QQQA covered call positions are structurally neutral to slightly bullish; the modeled P&L assumes European-style exercise at expiration and ignores early assignment, transaction costs, dividends paid before expiry on the stock leg (when present), and the bid-ask spread on the listed chain. QQQA positions also carry Financial Services sector concentration risk; news flow inside the sector (peer earnings, regulatory shifts, supply-chain headlines) can move QQQA alongside the broader basket even when QQQA-specific fundamentals are unchanged. Short-premium structures like a covered call on QQQA carry tail risk when realized volatility exceeds the implied move; review historical QQQA earnings reactions and macro stress periods before sizing. Always rebuild the position from current QQQA chain quotes before placing a trade.

Frequently asked questions

What is a covered call on QQQA?
A covered call on QQQA is the covered call strategy applied to QQQA (etf). The strategy is structurally neutral to slightly bullish: A covered call pairs long stock with a short out-of-the-money call, collecting premium and capping upside above the short strike in exchange for income. With QQQA etf trading near $70.44, the strikes shown on this page are snapped to the nearest listed QQQA chain strike and the premiums come straight from the end-of-day bid/ask midpoint.
How are QQQA covered call max profit and max loss calculated?
Max profit equals short-strike minus cost basis plus premium times 100; max loss is cost basis minus premium (at zero). Breakeven is cost basis minus premium. For the QQQA covered call priced from the end-of-day chain at a 30-day expiry (ATM IV 31.70%), the computed maximum profit is $481.00 per contract and the computed maximum loss is -$6,918.00 per contract. Live intraday quotes will differ as the chain moves through the trading session.
What is the breakeven for a QQQA covered call?
The breakeven for the QQQA covered call priced on this page is roughly $69.19 at expiration, derived from end-of-day chain premiums. Breakeven is the underlying price at which the strategy's P&L crosses zero ignoring transaction costs and assignment risk. The current QQQA market-implied 1-standard-deviation expected move is approximately 9.09%; if the move sits well outside the breakeven distance, the structure's risk-reward becomes correspondingly tighter.

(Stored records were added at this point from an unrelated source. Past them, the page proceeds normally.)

Issue #741, opened 2020-07-08
h6 Title HTML Tag makes block title capitalized 


blankart:
It also adds a letter spacing. See screenshots below:

Title using h5 HTML tag:
![image](https://user-images.githubusercontent.com/24480990/86887576-59a59600-c12b-11ea-9067-67872ecc8fb3.png)

Title using h6 HTML tag:
![image](https://user-images.githubusercontent.com/24480990/86887584-5c07f000-c12b-11ea-87c5-c96b93550807.png)

PR #750, opened 2020-07-09
Fixed an issue where H6 typography transform is not working as expected

blankart:
Fixes https://github.com/gambitph/Stackable/issues/741


src/components/typography-control/index.js
```diff
@@ -107,7 +107,7 @@ const TypographyControl = props => {
 							{ label: __( 'Uppercase', i18n ), value: 'uppercase' },
 							{ label: __( 'Lowercase', i18n ), value: 'lowercase' },
 							{ label: __( 'Capitalize', i18n ), value: 'capitalize' },
-							{ label: __( 'Normal', i18n ), value: 'normal' },
+							{ label: __( 'Normal', i18n ), value: 'none' },
```
bfintal, line 110: Since there isn't a `normal` value in the first place, let's also change the label to `Normal`
```suggestion
							{ label: __( 'None', i18n ), value: 'none' },
```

When should you consider a covered call on QQQA?
Covered calls on QQQA are an income strategy run on existing QQQA etf positions; traders typically sell calls at 25-35 delta with 30-45 days to expiration to balance premium against upside cap.
How does current QQQA implied volatility affect this covered call?
QQQA ATM IV is at 31.70% with IV rank near 3.11%, which is on the low end of its 1-year range. Premium-buying structures (long call, long put, debit spreads) are relatively cheap in this regime; premium-selling structures collect less credit per unit risk.